Autorką tekstu zatytułowanego „Żołnierze Wyklęci elementem zabawy historią”, który ukazał się na stronie Koduj24.pl, jest Tamara Olszewska. Jak pisze „GPC”, w publikacji użyto języka „niemal żywcem wyjętego z podręczników dla komunistycznych politruków”.

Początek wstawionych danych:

PR #113, opened 2020-11-11
Convert Pagure description from Markdown to Jira format

hluk:
Fixes also following exception:

    TypeError: not all arguments converted during string formatting

### DIFF
--- a/sync2jira/intermediary.py
+++ b/sync2jira/intermediary.py
@@ -19,6 +19,13 @@
 from datetime import datetime
 import re
 
+import pypandoc
+
+
+def _md_to_jira(markdown):
+    """Convert Markdown to Jira"""
+    return pypandoc.convert_text(markdown, 'jira', format='markdown').rstrip('\n')
+
 
 class Issue(object):
     """Issue Intermediary object"""
@@ -75,7 +82,7 @@ class Issue(object):
             comment['date_created'] = datetime.fromtimestamp(float(comment['date_created']))
             comments.append({
                 'author': comment['user']['name'],
-                'body': comment['comment'],
+                'body': _md_to_jira(comment['comment']),
                 'name': comment['user']['name'],
                 'id': comment['id'],
                 'date_created': comment['date_created'],
@@ -99,7 +106,7 @@ class Issue(object):
             tags=issue['tags'],
             fixVersion=[issue['milestone']],
             priority=issue['priority'],
-            content=issue['content'],
+            content=_md_to_jira(issue['content']),
             reporter=issue['user'],
             assignee=issue['assignee'],
             status=issue['status'],
@@ -221,7 +228,7 @@ class PR(object):
                 float(comment['date_created']))
             comments.append({
                 'author': comment['user']['name'],
-                'body': comment['comment'],
+                'body': _md_to_jira(comment['comment']),
                 'name': comment['user']['name'],
                 'id': comment['id'],
                 'date_created': comment['date_created'],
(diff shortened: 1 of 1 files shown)


hluk:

W tekście opublikowanym w serwisie KOD-u czytamy, że PiS wykorzystuje Lecha Kaczyńskiego, „by oprzeć się na legendzie smoleńskiej i dorzuca do tego, ot tak, w pakiecie, Żołnierzy Wyklętych”. „To ma być podstawa nowej Polski. To mają być jej bohaterowie, których czczenie da przyzwolenie na wszystko, co wykombinuje poseł K. To ma być siła, wokół której zbiorą się prawdziwi, polscy patrioci i poprowadzą nas drogą do dyktatury” – pisze Olszewska.
Płużański: Postkomuniści przegrywają
– Te kłamstwa i oszczerstwa są dokładnie tym samym zjawiskiem, z którym mieliśmy do czynienia po 1945 r., kiedy to komuniści próbowali zrobić z naszych żołnierzy bandytów. Dziś postkomuniści kontynuują tę tradycję, próbują bronić swojej wersji historii, ale – jak widać po polskim społeczeństwie, po młodzieży – przegrywają tę walkę – mówi w rozmowie z „GPC” Tadeusz Płużański, publicysta, historyk i szef fundacji „Łączka”.
Według gazety autorka publikacji zapomniała, że Żołnierze Wyklęci walczyli w imieniu wszystkich Polaków o suwerenny i wolny kraj. „Po 1945 r. podjęli nierówną walkę z nowym okupantem i zdrajcami w polskich mundurach, często płacąc za to najwyższą cenę, cenę życia” – czytamy w „GPC”.